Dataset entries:
_ _ _

PR #27801, opened 2024-10-06
Add QEMU-user with execve: Requires sysroot 2.28

MementoRC:
Checklist
- [x] Build number is 0.


MementoRC:
@conda-forge/help-c-cpp Hello, Ready for review. This recipe needs __glibc 2.28 in order to pass the tests, it is set in the `conda_build_config.yaml` but does not seem to take effect in this recipe

MementoRC:
@h-vetinari Did you mean to comment here? The other PR is highly experimental trying to build a qemu-user-aarch64 on OSX, which seem to almost work, and incidentally on windows (but that is kind of a fight the devil type of masochism - I profoundly dislike windows)

h-vetinari:
> @h-vetinari Did you mean to comment here

Well you managed to get my attention with the "Fails due to missing __glibc 2.28 in tests" in the title. ;)

MementoRC:
That was not my intent. This is the same recipe, limited to `linux` because it is the only OS that supports user-mode. It is ready to go. It does fail due to:
```
  - nothing provides __glibc >=2.28,<3.0.a0 needed by qemu-user-execve-aarch64-9.1.0-ha1f11d0_0
```
I separated linux from the other recipe, because it is not clear to me yet that it will work (or be acceptable) for the other OSses,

_ _ _

Exercise requirements:
Go through the records above, find every line with the word "that", and list those lines.

Reply to the task:
@h-vetinari Did you mean to comment here? The other PR is highly experimental trying to build a qemu-user-aarch64 on OSX, which seem to almost work, and incidentally on windows (but that is kind of a fight the devil type of masochism - I profoundly dislike windows)
That was not my intent. This is the same recipe, limited to `linux` because it is the only OS that supports user-mode. It is ready to go. It does fail due to:
I separated linux from the other recipe, because it is not clear to me yet that it will work (or be acceptable) for the other OSses,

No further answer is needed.